PR #2646, opened 2024-07-24
move layouts out of shell

TomWoodward:
this doesn't functionally change anything. it moves the default layout out of the main shell and into a new `/layouts` directory and allows for the possibility of a `FlexPage` specifying an alternate layout. i moved a few things out of the layout and into the router that we absolutely want all the time (skip to content and title announcement)

### DIFF
--- a/src/app/layouts/default/footer/footer.js
+++ b/src/app/layouts/default/footer/footer.js
@@ -23,7 +23,7 @@ function Footer({
         facebookLink, twitterLink, linkedinLink
     }
 }) {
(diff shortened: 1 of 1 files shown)


RoyEJohnson (commented):
This makes sense. Just the test of the shell component to fix up.

TomWoodward:
@RoyEJohnson finally got the tests passing. there is a lot of warning output that makes working on the tests very confusing, but i guess it was all pre-existing?

RoyEJohnson (approved):
Yes, there are a lot of data requests that the fetch-mocker doesn't handle, but the associated tests don't care. That's all pre-existing. They could be addressed by mocking fetch for those tests.

PR #2648, opened 2024-07-25
Increase code coverage 5

RoyEJohnson:
[DISCO-431]

[DISCO-431]: https://openstax.atlassian.net/browse/DISCO-431?atlOrigin=eyJpIjoiNWRkNTljNzYxNjVmNDY3MDlhMDU5Y2ZhYzA5YTRkZjUiLCJwIjoiZ2l0aHViLWNvbS1KU1cifQ


src/app/models/book-toc.ts
```diff
@@ -3,13 +3,10 @@ import {cnxFetch} from './table-of-contents-html';
 import memoize from 'lodash/memoize';
 
 export function bookToc(slug: string) {
-    if (!slug) {
```
jivey, line 6: Is this guaranteed to not be empty, or maybe prefer to have the throw in `cmsFetch`?

src/app/models/book-toc.ts
```diff
@@ -3,13 +3,10 @@ import {cnxFetch} from './table-of-contents-html';
...
-        return Promise.reject(new Error('No slug to fetch'));
-    }
     return cmsFetch(slug)
         .then((bi) => {
-            const isRex = Boolean(bi.webview_rex_link);
-            const webviewLink = isRex ? bi.webview_rex_link : bi.webview_link;
+            const isRex = true;
```
jivey, line 8: I see that this controls which paths to use but I'm not following why it can always be true

src/app/models/book-toc.ts
RoyEJohnson: The [only place it is called](https://github.com/openstax/os-webview/blob/main/src/app/pages/errata-form/form/ErrorLocationSelector/toc-selector.js#L93) tests for `slug`.

src/app/models/book-toc.ts
RoyEJohnson: This is leftover from the transition to Rex. The non-Rex option was CNX, which no longer exists.
There's no longer a `webview_link` field in the CMS. I need to go through the codebase and remove `isRex` generally.

jivey (approved):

====================

__Task prompt__.
Copy the lines that hold the word "approved". Take them from the records above.

__The completed task__.
RoyEJohnson (approved):
jivey (approved):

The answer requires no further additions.